Mosquitall wrote: $\textbf{Proof :}$ I think it's enough to prove that if $PBA + QCA = 90$ then $P'Q'T$ are collinear. $PQ$ is angle bisector of $\angle A$, so $XP =XQ = XP' = XQ'$ and $X$ is center of $PQP'Q'$. Let $A', B', C'$ be the second intersection points of $(ABC)$ with $PQ, PP', QQ'$ respectively. Easy to see that $A'C'\parallel PQ'$ and $A'B'\parallel QP'$. Also from simple angle computation from $PBA + QCA = 90$ we get that $QP'\perp Q'P$. Let $Y$ be on $P'Q'$, such that $P'Y/YQ' = QA/AP$. So we see that $YC'\parallel P'Q\parallel B'A'$ and $YB'\parallel Q'P\parallel C'A'$. So $A'B'C'Y$ is a rectangle. Easy to see that $A'$ is midpoint of bigger arc $BC$ of $(ABC)$ and $Y$ is symmetric to $A'$ wrt center of $(ABC)$, so $Y$ is midpoint of smaller arc $BC$ of $(ABC)$ and $Y\in P'Q'$. Done Why it's enough to show the "if" part? On the contrary, I found the real difficult part of this problem is the "only if" part. Still hoping someone post a solution for that ...
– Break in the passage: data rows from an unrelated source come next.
Issue #1694, opened 2026-09-17
Pool (MaxPool): output datatype does not follow the input, `get_output_datatype` asserts `odt == idt`


fpjentzsch:
## Summary

`Pool.get_output_datatype` reads both `InputDataType` and `OutputDataType` from node attributes and, for `Function == "MaxPool"`, asserts that they are equal. `Pool.infer_node_datatype` re-annotates the output tensor from the `OutputDataType` attribute only ("data type stays the same") and does not update either attribute from the actual input tensor annotation.

Both attributes are set once by `InferPool` (`odt = idt` for MaxPool). If the producer's datatype changes afterwards - the normal case when the pool follows a layer whose output is narrowed by `MinimizeAccumulatorWidth`, e.g. a MVAU without activation - the node keeps the stale, wider types:

* the assertion cannot fire (both attributes are stale and equal), but the HLS code is generated for the stale `InputDataType` while the AXI stream carries the producer's narrower type, and the consumer sees a stale output annotation;
* if `infer_node_datatype` is changed to track the input (as it should, and as we do in FINN+), the assertion fires instead of the output simply following the input.

## Suggested fix

For `MaxPool`, `infer_node_datatype` should set both `InputDataType` and `OutputDataType` from the input tensor annotation (output = input by definition) instead of asserting equality. For the accumulating variants (`QuantAvgPool`, and in FINN+ `AccPool`/`AvgPool` converted from `ReduceSum`/`ReduceMean`) the accumulator/output widths should be re-derived from the current input type in a `minimize_accumulator_width` (see the separate issue: https://github.com/Xilinx/finn/issues/1695); for `ReduceMean`/`AvgPool` in particular the `AccumBits` attribute is fixed at conversion time from the (placeholder) input type and never updated.

## How we addressed it in FINN+ for now

`Pool.infer_node_datatype` updates `InputDataType` from the input tensor and, for `MaxPool`, passes it through to `OutputDataType`; `Pool.minimize_accumulator_width` re-derives `AccumBits`/`OutputDataType` for `AccPool`/`AvgPool`.

auphelia:
Thanks @fpjentzsch and @mumallaeng! Closing this issue since the PR is merged.

PR #1697, opened 2026-09-19
[Pool] Track producer's datatype in MaxPool's infer_node_datatype

mumallaeng:
Fixes #1694.

## Problem

`Pool.infer_node_datatype` only re-wrote the output tensor annotation from the stored `OutputDataType` attribute. `InputDataType` was never synced against the actual input tensor annotation. If the producer's output datatype narrowed after conversion (e.g. via `MinimizeAccumulatorWidth` on an upstream node), `Pool`'s own `InputDataType`/`OutputDataType` stayed stale and equal to each other, so `get_output_datatype`'s `assert odt == idt` never caught it - but the HLS backend still generated its interface width from the stale `InputDataType` while the AXI stream carried the producer's narrower type.

## Fix

`infer_node_datatype` now reads the live input tensor annotation and writes it into `InputDataType` (same pattern `MatrixVectorActivation` already uses), warning if it changed. For `MaxPool`, `OutputDataType` is also set to match, since output = input by definition.

`QuantAvgPool` is deliberately left untouched - see the commit message for why syncing its `InputDataType` too would make the Python (`execute_node`) and already-generated HLS results diverge.

## Testing

Added `test_pool_maxpool_infer_datatype_follows_input` (`tests/fpgadataflow/test_convert_to_hw_pool_batch.py`), pure Python/qonnx, no Vivado needed. Confirmed it fails on the pre-fix code (`assert UINT8 == UINT4`) and passes after the fix. Also ran the full non-Vivado-marked test selection in that file and confirmed both `pool.py` and `convert_to_hw_layers.py` still import cleanly. `isort`/`black`/`ruff` (pinned versions from `.pre-commit-config.yaml`) and `python -m py_compile` pass on both changed files.


auphelia (approved):
Thanks @mumallaeng ! Looks good to me.

PR #1698, opened 2026-09-19
[SWG] Fix depthwise deadlock at feature-map end when input is slower than window rate

fpjentzsch:
## Problem

The RTL sliding-window generator (`swg_template_default.sv` and `swg_template_default_dynamic.sv`) deadlocks on the **last element of a feature map** in **depthwise** mode whenever its input stream arrives no faster than the SWG's own window rate.

`First_elem_next_window` has the same width as the other element counters (`clog2(LAST_READ_ELEM+1)+1` bits). At the first fetch of a feature map's last window it is advanced by `TAIL_INCR_LAST = buffer_min_size - 1`. In depthwise mode the tail increments of the preceding windows only accumulate to `channel_factor - 1`, so the register legitimately ends up at `channel_factor - 1 + buffer_min_size - 1`, which exceeds `LAST_READ_ELEM`. `read_cmd` compares it via `$signed()`, where the wrapped value turns negative (e.g. 8702 → −7682 in a 14-bit register), so the condition `Newest_buffered_elem - (BUF_ELEM_TOTAL-1) < First_elem_next_window` is false and the SWG never asserts `TREADY` again.

The condition is only reached if the last window *starts* before the last input element has been read — i.e. when the producing layer is slower than or exactly as fast as the SWG (one window per `ELEM_PER_WINDOW` cycles). If the producer is faster, all elements are already buffered at that point and nothing happens, which is presumably why it went unnoticed. Non-depthwise SWGs are unaffected: their accumulated tails land exactly on `LAST_WRITE_ELEM`.

## How it surfaced

ResNet-18 (CIFAR-100) build with a global average pool implemented as depthwise SWG (4×4 kernel over 4×4, 512 channels, SIMD 1, i.e. one 16-element window per 16 cycles) followed by `Pool`: with the preceding MVAU delivering one element per 16 cycles the FIFO-sizing RTL simulation never completed a single image; at one per 12 cycles it worked. Transaction counters pinned the stall to exactly the 8192nd element of the first image at the SWG's input.

## Fix

Widen `First_elem_next_window` by one bit in both templates. No functional change for values within the old range.

## Verification

xsim testbench replaying the input pattern against the generated module (rendered from the `dev` template with the parameters above); `in`/`out` are accepted/emitted elements for 3 feature maps:

| cycles/element | `dev` | fixed |
|---|---|---|
| 12 | 24576 / 24576 | 24576 / 24576 |
| 16 | **8191 / 8191 (stall)** | 24576 / 24576 |
| 32 | **8191 / 8191 (stall)** | 24576 / 24576 |

Other depthwise variants (3×3 stride 1, 2×2 stride 2, SIMD 4) show the same threshold at `ELEM_PER_WINDOW` cycles per element on `dev` and pass with the fix; 3×3 non-depthwise SWGs pass at all rates in both versions. Output order was checked in the testbench.

Same fix in finn-plus: https://github.com/eki-project/finn-plus/pull/264


preusser-amd:
Thanks so much, @fpjentzsch!
I've found another issue with pointer initialization and reviewed and annotated all range allocations exploiting the implied width reduction potential. Please, review.

fpjentzsch:
> Thanks so much, @fpjentzsch! I've found another issue with pointer initialization and reviewed and annotated all range allocations exploiting the implied width reduction potential. Please, review.

Thanks @preusser-amd, looks good and all tests pass on our end.

auphelia (approved):
Thanks @fpjentzsch and @preusser! I have added two small test cases that check for the bug that is resolved with this PR. When the GHAs are passing, this will be merged.

PR #131, opened 2015-05-15
Add interop.d.ts Fixed #93

### LINKED ISSUE #93: Interop TypeScript definitions does not allow `x instanceof interop.Pointer`
The `instaceof` operator should work and compile well with `interop.Pointer` and `interop.Reference`.
Possible solutions are to:
 - Avoid decomposing to interfaces and vars and simply use classes.
 - Export `var` for Pointer.

PanayotCankov:


jasssonpet:
We should also include `ReferenceType`, `FunctionReferenceType` and `BlockType`.

PR #138, opened 2015-05-19
Require modules with js extension - close #17.

### LINKED ISSUE #17: Requiring a file with extension not working
Requiring a file like

```javascript
var file = require("./folder/myfile.js");
```

is currently not working, while it is a prefectly valid scenario in Node:
[Node Modules](https://nodejs.org/api/modules.html)

This is working in the Android Runtime.

jasssonpet:


PanayotCankov:
:+1:

PR #140, opened 2015-05-20
Metadata API refactoring

ivanbuhov:
1. The old MetaFile and MetaFileReader structures are removed.
2. Intrduced new MetaFile and GlobalTable structures.
3. Map all parts of the binary metadata file to corresponding C structures, and access metadata information from methods and fields of the structures. This eliminates the need of global static MetaFileReader.
4. Top level module is exposed as string pointer field in Meta structure instead of a frameworkId (the introduction of frameworkId was made because of file size optimiziations but the benefit is insignificant and only the complexity was increased).


fealebenpae:
I think this patch has turned out very well. It makes the metadata code much easier to read and it very closely reflects the layout of the binary metadata.

Couple of things:
- Why the underscore in `TypeEncodingsList<T>::_count`? It's not a private member.
- Please refrain from C-style casts. Try to use `static_cast` and `reinterpret_cast` everywhere.

ivanbuhov:
@fealebenpae 
1. I submited a commit which removes all underscore prefixes from public struct fields. (bc66212ea9b42913fb6f3dba1b1cfdf9e528be87)
2. I submited a commit which transforms C-style casts to `reinterpret_cast` (2322a67fcb50f89052ec5c4648555002934034ca)
3. `TypeEncodingsList<T>::first()` actually doesn't expect the size of `count` to be 1. 
```
TypeEncoding* first() {
    return reinterpret_cast<TypeEncoding*>(this + 1);
 }
```
Here `this`'s type is `TypeEncoding *`, so `this + 1` performs pointer arithmetic, so the result pointer is pointing right after the TypeEncodingList structure in memory. Taking into account `sizeof(T)` or `sizeof(_count)` will enforce changes in  `TypeEncodingsList<T>::first()` method if a new field is added to the structure, so I think it is better to use the pointer arithmetic version.

fealebenpae:
@ivanbuhov D'oh, it appears I know nothing about pointer arithmetic :grin: Sorry about that.

You've still got a few `(char*)` casts in there, mostly when you need to work with offsets. I suggest replacing those with a utility function such as this:
```
template<typename To, typename From>
static To* offset_and_reinterpret(From* from, ptrdiff_t offset) {
	return reinterpret_cast<To*>(reinterpret_cast<intptr_t>(from) + offset);
}
```
Then `reinterpret_cast<T*>((char*)MetaFile::instance()->heap() + this->offset)` becomes `offset_and_reinterpret<T>(MetaFile::instance()->heap(), this->offset)`

Other than that, you've got :+1: from me, so feel free to merge.

PR #143, opened 2015-05-20
Insert richer modules information in metadata and expose it in metadata API.

ivanbuhov:
Each meta has a pointer to ModuleMeta structure which describes a top level module (only top level modules can be required). All ModuleMeta structures are also kept in global ModuleTable (an array of pointers to ModuleMetas, sorted by module name). This table is used to perform lookups by module name.


fealebenpae:
:+1:

Issue #96, opened 2015-04-28
iOS Extensions


PanayotCankov:
We need to build and distribute a shared framework out of the NativeScript.framework. This should be relatively easy, we have an internal proof of concept spike that proved that today views work with such framework. It should be distributed in the "tns-ios" npm package. However we should be sensitive for the filesize.

Then we need to provide bootstrappers and instructions how each type of the extension types can be set up manually. Please note that we will not integrate this in the CLI yet.

The most valuable deliverable would be a working WatchKit example. For integration with storyboards we will be ok to require manually written headers for now. In future if we provide our own XML markup for the WatchKit we will be able to generate headers from the XML. Or we can generate headers out of TypeScript declaration files if this would be more familiar to JavaScript developer.

We need to have only one copy of the metadata.

 - [x] [Metadata file should be initialized when the runtime is loading, not with static constructor](https://github.com/NativeScript/ios-runtime/issues/127)
 - [x] [The metadata file should contain extension availability information](https://github.com/NativeScript/ios-runtime/issues/128)
 - [x] Add shared NativeScript framework in the "tns-ios" package
 - [x] Add today view example
 - [x] [Add WatchKit example](https://github.com/NativeScript/ios-runtime/issues/120)
 - [x] Add article to describe how to enable NativeScript extensions by hand in Xcode

truongsinh:
I am sorry but I cannot quite get your idea. Is your "iOS extension" this https://developer.apple.com/app-extensions/ and this https://developer.apple.com/library/ios/documentation/General/Conceptual/ExtensibilityPG/ ?

jasssonpet:
@truongsinh Yes, the idea is to be able to write native iOS Extensions with NativeScript.

truongsinh:
+1 That is what we have been waiting for a loooong time!

jasssonpet:
You can see a simple working example here: https://github.com/NativeScript/ios-runtime/pull/110/files#diff-2

truongsinh:
Awesome, I though we have to wait, but apparently we can already play around it!

truongsinh:
I know I'm in the wrong repo, but I would like to ask is there a same feature for Android Widget in android-runtime repo? Issue reference would help!

jasssonpet:
ping @slavchev

slavchev:
@truongsinh I created an issue, see https://github.com/NativeScript/android-runtime/issues/69

roblav96:
[...]

PR #148, opened 2015-05-25
Add the NativeScript.framework to the tns-ios

PanayotCankov:
See #96

### DIFF
--- a/gruntfile.js
+++ b/gruntfile.js
@@ -134,6 +134,7 @@ module.exports = function (grunt) {
             packageComponents: {
                 files: [
                     { expand: true, cwd: "<%= outDistDir %>", src: ["NativeScript", "NativeScript/**"], dest: "<%= outPackageFrameworkDir %>" },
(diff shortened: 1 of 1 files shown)


ivanbuhov:
:+1:

fealebenpae:
Why is it copying the Debug build of the framework?

fealebenpae:
Could you please reopen this and change the build scripts to indicate that this is actually packaging the device+simulator build of the framework, rather than the debug build?

PanayotCankov:
We have Debug and Release folders where the Debug has the following architectures: i386, x86_64, armv7, arm64, and the Release has only the: armv7, arm64... since we can strip the simulator architectures on build, I do not think that we actually need 2 versions of the framework at all.

We will probably further polish the CMake build when @jasssonpet is back. You can log it if you are afraid we will forgot that.

For now I just need to complete the #96 iOS Extensions issue

jasssonpet:
We should remove the build with arm architectures only, because we now strip the non valid architectures on build.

Let $D$ be so that $DT$ is a diameter. For the only if direction, we'll prove that for a fixed $Q$, there can be at most one $P$ on $AD$ such that $P', Q', T$ are collinear. Then, by part (a), we'd be done. Vary $P$ along the line $AD$. Claim. As $P$ varies, the line $P'Q'$ passes through a fixed point $Y$. If this were true, then $Q'$ would be uniquely defined as the intersection of $YT$ and $QC$. From here, $X$ is uniquely defined, and therefore so is $P$. Therefore it suffices to prove our claim. Proof of Claim. Let $P_1, Q_1$ be the intersections of $PB, QC$ respectively with the circumcircle of $ABC$. By the above posts, $DP_1 \parallel P'Q$, and $DQ_1 \parallel PQ'$. Thus, as $AP_1BD$ is cyclic, $\angle PAB = \angle PP_1D = \angle PP'Q$, and so $ABP'Q$ is cyclic, say on circle $\Omega$.. Let $Y'$ be the second intersection of $P'Q'$ with $\Omega$. Note that $\Omega$, $\angle AQC$ are both fixed since $Q$ is fixed. Therefore, as $\angle BQY$ = $180 - \angle BP'Y$ = $180 - \angle PP'Q'$ = $\angle APC$. Therefore, $Y$ is fixed since $B, Q, \Omega$, and $\angle BQY$ are all fixed.

andria wrote: since $\angle XUQ=\angle XQQ'=90-\angle QCA=\angle PBA=\angle RBS\Longrightarrow R,U,Q$ are collinear. I can't see the links between them. andria wrote: $\angle PNB=\angle BRL=\angle C=\angle PUB\Longrightarrow PNUB$ is concylic. Neither does this one make sense. Write it carefully or don't write down your solution please.

Mosquitall wrote: $P'Y/YQ' = QA'/AP'$. I think it should be like this. By the way beautiful solution.

liekkas wrote: andria wrote: since $\angle XUQ=\angle XQQ'=90-\angle QCA=\angle PBA=\angle RBS\Longrightarrow R,U,Q$ are collinear. I can't see the links between them. andria wrote: $\angle PNB=\angle BRL=\angle C=\angle PUB\Longrightarrow PNUB$ is concylic. Neither does this one make sense. Write it carefully or don't write down your solution please. Can you give a new solution?

Part $1 : \angle PBA+\angle QCA=90^{\circ}$. Let $PQ'$ and $P'Q$ meet at $K$ and Let $ABC$ meet $PQ$ and $PP'$ and $QQ'$ at $T'$ and $R$ and $S$ and Let $BS$ meet $AT$ at $Y$. Claim $: \angle PKQ = \angle 90$. Proof $:$ Note that $\angle PKQ = \angle QP'P + \angle Q'PP' = \frac{\angle PXQ + \angle P'XQ'}{2}= \angle 90$. Claim $: \angle PBS = \angle 90 = \angle QCR$. Proof $:$ Note that $\angle ACR = \angle ABR = \angle ABP = \angle 90 - \angle QCA$. we prove the other one with same approach. Note that $\angle TAT' = \angle 90$ so $PBYA$ is cyclic so $\angle BPY = \angle BAY = \angle BAT = \angle 90 - \angle PAB = \angle XPA$. Note that $PACQ'$ is cyclic so $\angle APQ' = \angle QCA = \angle ABS = \angle ABY = \angle APY$ so $P,Y,Q'$ are collinear. Claim $: T'S || PQ'$ and $T'R || P'Q$. Proof $: \angle APY = \angle ABY = \angle ABS = \angle ST'Q$ and we prove the other one with same approach. Note that $\angle T'ST = \angle 90 = \angle T'RT$ so $T'R = TS$ so $\frac{ST}{QP'} = \frac{RT'}{QP'} = \frac{PT'}{PQ} = \frac{Q'S}{Q'Q}$ which implies $Q',T,P'$ are collinear.